Your goal →
The expected output is the first line of the data below and every line after it, up to and including the line containing "reviews and approves.", each reproduced exactly.

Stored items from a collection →
===============

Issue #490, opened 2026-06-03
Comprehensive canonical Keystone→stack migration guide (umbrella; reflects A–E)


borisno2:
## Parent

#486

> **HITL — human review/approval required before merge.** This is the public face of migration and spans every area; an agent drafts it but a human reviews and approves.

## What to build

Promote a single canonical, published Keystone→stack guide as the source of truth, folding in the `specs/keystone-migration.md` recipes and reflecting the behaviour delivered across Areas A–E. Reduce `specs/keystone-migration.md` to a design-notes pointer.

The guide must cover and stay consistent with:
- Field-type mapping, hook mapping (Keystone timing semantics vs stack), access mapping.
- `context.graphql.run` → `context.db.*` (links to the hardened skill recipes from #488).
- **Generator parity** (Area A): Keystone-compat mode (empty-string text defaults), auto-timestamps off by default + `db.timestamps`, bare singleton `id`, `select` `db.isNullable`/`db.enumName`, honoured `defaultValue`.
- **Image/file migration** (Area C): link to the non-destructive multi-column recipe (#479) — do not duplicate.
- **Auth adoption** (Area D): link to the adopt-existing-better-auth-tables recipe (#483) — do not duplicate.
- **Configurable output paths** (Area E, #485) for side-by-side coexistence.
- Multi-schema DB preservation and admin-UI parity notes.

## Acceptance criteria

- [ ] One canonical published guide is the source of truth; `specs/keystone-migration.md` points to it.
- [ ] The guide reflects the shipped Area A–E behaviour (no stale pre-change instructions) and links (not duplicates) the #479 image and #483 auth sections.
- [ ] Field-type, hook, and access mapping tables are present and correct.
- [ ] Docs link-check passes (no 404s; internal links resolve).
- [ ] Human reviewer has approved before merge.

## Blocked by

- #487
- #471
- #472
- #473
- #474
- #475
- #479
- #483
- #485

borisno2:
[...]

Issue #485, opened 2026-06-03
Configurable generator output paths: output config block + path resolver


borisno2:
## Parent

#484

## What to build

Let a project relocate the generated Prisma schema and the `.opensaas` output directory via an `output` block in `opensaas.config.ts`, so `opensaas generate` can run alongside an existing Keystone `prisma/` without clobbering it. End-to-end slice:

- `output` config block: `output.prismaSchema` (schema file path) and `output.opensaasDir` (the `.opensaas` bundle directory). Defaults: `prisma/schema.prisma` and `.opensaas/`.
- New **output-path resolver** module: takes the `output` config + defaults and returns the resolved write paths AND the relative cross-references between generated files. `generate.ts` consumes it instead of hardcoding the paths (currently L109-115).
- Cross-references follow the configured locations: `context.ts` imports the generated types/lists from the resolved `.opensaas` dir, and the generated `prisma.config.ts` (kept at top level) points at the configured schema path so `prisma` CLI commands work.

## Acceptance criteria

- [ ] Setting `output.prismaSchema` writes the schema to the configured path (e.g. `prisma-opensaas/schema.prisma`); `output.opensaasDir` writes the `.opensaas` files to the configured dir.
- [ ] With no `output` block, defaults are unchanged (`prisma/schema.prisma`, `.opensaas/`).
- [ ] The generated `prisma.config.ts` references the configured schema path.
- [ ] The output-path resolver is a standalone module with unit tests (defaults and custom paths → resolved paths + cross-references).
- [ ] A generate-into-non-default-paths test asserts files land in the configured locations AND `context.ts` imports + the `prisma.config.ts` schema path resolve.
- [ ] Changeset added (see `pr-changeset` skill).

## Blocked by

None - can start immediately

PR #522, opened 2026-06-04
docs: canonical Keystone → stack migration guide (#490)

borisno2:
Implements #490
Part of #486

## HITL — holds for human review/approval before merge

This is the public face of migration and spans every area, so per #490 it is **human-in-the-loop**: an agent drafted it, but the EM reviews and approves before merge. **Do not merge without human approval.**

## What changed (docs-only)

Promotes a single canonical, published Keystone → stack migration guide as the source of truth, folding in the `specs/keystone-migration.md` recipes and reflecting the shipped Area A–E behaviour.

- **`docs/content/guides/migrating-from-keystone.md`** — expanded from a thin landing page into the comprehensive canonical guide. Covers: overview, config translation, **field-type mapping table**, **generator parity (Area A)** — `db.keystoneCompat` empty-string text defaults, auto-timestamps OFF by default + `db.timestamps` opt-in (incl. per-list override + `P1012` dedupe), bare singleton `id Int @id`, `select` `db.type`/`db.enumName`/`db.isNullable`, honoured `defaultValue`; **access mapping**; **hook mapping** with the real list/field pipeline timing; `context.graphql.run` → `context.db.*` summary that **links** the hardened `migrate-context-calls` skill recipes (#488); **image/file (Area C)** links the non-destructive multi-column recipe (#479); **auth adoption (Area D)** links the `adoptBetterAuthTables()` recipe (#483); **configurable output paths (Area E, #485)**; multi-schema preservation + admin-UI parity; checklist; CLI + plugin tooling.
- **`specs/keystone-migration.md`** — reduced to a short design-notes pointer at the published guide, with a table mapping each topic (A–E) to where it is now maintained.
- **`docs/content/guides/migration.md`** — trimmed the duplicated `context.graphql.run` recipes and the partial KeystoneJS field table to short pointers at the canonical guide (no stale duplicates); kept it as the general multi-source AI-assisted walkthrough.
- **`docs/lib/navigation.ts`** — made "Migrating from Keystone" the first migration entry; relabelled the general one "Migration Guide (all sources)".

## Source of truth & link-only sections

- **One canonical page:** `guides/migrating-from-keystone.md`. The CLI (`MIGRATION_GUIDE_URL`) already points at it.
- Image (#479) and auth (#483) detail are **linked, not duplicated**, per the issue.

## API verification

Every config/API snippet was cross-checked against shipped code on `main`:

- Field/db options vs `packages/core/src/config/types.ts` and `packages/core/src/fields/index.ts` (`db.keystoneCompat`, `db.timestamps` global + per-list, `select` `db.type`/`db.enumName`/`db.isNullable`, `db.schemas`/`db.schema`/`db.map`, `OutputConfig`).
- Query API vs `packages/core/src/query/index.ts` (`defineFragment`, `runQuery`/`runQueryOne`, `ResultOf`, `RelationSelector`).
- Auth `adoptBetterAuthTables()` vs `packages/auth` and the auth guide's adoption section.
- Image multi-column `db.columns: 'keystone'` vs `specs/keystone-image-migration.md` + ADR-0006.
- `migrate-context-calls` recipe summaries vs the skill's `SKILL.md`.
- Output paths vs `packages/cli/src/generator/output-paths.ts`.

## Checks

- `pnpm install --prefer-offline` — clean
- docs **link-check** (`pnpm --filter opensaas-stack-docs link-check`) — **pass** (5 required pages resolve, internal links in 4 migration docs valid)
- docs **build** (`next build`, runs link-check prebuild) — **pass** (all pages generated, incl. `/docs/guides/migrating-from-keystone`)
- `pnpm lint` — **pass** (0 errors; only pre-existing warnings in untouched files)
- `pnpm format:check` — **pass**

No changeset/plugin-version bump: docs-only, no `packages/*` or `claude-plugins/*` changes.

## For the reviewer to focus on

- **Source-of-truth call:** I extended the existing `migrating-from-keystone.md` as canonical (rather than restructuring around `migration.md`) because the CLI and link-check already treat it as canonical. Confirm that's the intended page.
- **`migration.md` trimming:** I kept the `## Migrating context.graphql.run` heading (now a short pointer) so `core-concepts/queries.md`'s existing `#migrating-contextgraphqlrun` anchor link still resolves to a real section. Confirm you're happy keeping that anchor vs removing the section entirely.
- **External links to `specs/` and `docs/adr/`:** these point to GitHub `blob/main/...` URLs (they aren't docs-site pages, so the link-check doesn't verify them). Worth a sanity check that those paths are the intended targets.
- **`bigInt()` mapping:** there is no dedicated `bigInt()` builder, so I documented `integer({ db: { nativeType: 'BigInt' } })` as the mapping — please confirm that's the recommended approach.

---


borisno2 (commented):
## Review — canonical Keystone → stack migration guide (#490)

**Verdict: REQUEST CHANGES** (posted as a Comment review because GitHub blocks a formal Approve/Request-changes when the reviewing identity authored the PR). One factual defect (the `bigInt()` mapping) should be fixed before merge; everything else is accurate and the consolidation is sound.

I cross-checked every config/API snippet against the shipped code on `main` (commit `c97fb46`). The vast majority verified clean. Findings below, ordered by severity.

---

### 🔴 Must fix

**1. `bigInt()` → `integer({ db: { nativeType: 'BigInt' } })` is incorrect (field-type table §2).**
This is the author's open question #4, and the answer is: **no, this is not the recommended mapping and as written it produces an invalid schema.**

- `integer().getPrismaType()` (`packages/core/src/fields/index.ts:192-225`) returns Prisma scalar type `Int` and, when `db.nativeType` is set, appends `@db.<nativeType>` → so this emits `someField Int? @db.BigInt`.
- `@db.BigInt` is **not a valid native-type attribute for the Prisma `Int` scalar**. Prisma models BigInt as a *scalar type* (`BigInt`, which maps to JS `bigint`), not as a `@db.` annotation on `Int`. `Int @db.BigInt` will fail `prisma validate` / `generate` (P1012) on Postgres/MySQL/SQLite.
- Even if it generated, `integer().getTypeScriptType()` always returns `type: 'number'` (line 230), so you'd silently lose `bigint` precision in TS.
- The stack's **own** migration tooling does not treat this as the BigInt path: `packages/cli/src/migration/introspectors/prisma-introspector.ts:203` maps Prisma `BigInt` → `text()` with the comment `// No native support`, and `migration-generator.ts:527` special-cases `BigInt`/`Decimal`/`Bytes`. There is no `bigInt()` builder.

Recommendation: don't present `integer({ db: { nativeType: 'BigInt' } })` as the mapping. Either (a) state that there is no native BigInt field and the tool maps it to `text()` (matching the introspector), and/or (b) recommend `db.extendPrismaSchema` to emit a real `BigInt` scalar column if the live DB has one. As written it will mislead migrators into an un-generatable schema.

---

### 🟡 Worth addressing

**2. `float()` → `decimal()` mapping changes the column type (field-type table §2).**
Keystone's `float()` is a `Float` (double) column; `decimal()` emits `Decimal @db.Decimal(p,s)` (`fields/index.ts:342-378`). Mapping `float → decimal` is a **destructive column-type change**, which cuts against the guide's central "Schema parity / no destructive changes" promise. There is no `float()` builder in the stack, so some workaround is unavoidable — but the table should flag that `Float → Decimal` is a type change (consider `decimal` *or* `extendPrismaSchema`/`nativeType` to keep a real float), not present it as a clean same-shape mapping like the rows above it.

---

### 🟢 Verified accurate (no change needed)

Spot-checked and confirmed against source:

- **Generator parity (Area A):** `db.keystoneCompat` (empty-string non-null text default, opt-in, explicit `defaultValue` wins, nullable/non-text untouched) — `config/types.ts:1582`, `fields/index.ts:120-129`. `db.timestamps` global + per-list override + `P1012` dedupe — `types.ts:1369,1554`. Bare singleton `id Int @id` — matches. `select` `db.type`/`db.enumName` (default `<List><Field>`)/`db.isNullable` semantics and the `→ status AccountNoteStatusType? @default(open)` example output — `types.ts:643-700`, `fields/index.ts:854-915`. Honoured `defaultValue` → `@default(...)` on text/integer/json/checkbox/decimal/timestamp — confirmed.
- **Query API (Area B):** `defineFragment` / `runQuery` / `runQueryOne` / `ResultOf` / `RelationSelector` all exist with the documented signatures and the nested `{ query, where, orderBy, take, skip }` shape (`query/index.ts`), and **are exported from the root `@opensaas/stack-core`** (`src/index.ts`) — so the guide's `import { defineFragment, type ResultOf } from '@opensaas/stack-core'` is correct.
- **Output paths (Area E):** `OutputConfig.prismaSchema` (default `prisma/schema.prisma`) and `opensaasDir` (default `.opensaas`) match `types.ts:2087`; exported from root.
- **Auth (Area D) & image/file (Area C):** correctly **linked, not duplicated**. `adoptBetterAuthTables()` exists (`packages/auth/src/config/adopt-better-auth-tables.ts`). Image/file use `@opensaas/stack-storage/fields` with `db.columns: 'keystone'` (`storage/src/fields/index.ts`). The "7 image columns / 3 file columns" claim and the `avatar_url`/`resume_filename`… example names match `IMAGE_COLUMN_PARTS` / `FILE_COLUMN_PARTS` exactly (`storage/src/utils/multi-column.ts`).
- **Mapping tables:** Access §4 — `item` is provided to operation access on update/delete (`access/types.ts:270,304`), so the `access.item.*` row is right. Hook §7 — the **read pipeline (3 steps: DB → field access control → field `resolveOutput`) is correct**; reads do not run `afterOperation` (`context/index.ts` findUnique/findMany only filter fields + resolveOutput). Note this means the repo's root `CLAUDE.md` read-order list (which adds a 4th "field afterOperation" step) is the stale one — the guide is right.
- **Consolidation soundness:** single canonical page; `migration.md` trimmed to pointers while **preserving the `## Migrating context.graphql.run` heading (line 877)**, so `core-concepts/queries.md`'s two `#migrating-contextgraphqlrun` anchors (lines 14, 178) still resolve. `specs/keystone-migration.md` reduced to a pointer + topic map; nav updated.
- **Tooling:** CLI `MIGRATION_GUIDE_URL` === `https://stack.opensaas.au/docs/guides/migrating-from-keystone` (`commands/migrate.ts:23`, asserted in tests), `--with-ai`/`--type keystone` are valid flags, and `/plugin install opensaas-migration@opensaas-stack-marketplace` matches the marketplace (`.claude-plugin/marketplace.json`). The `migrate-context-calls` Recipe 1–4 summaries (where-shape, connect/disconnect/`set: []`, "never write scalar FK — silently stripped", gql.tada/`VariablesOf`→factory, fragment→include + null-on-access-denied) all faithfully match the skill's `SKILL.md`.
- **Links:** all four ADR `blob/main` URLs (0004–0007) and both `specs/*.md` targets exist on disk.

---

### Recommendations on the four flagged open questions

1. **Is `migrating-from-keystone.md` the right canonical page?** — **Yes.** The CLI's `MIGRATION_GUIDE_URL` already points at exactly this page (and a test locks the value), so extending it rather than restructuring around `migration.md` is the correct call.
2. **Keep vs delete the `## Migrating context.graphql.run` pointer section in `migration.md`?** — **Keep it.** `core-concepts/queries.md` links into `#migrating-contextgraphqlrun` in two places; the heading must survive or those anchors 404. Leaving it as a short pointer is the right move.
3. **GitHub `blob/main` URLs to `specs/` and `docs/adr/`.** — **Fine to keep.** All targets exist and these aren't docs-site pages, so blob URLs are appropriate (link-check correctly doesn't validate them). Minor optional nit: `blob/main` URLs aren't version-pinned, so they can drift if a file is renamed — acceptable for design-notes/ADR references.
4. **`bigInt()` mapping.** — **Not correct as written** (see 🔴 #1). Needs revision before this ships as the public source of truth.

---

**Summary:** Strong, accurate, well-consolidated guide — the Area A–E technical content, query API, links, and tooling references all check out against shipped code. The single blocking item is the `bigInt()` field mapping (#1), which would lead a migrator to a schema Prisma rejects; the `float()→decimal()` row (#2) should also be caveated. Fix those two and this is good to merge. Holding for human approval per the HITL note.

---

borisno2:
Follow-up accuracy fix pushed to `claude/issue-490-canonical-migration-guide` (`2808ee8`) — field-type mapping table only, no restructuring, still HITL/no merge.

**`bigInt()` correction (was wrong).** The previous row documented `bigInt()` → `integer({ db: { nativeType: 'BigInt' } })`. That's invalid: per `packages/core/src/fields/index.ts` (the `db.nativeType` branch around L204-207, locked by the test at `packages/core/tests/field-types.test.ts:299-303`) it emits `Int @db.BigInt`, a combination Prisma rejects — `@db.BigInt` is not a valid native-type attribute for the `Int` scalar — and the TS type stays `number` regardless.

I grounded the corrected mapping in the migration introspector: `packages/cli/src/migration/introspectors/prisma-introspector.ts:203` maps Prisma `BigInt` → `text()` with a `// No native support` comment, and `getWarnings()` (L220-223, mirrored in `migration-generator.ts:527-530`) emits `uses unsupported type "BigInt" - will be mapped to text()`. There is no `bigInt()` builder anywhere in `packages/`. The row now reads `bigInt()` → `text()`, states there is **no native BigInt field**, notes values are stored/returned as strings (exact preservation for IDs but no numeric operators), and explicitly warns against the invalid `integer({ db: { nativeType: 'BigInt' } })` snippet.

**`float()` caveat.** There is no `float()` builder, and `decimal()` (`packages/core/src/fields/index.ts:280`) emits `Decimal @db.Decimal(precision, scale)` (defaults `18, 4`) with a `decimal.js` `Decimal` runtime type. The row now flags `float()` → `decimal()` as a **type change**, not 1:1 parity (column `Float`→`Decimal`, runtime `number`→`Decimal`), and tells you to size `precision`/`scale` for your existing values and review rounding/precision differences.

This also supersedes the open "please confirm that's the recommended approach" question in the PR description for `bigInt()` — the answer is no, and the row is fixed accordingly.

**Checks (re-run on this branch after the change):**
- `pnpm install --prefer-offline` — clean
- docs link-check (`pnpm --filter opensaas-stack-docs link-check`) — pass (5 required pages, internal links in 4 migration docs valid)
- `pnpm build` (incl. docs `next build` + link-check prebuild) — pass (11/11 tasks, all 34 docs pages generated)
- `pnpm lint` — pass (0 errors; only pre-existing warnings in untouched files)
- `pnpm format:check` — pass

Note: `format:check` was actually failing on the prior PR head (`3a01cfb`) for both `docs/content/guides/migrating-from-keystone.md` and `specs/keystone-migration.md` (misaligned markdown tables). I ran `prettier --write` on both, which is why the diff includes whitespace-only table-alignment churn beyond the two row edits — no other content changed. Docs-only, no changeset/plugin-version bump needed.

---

===============

Task solution →
Issue #490, opened 2026-06-03
Comprehensive canonical Keystone→stack migration guide (umbrella; reflects A–E)


borisno2:
## Parent

#486

> **HITL — human review/approval required before merge.** This is the public face of migration and spans every area; an agent drafts it but a human reviews and approves.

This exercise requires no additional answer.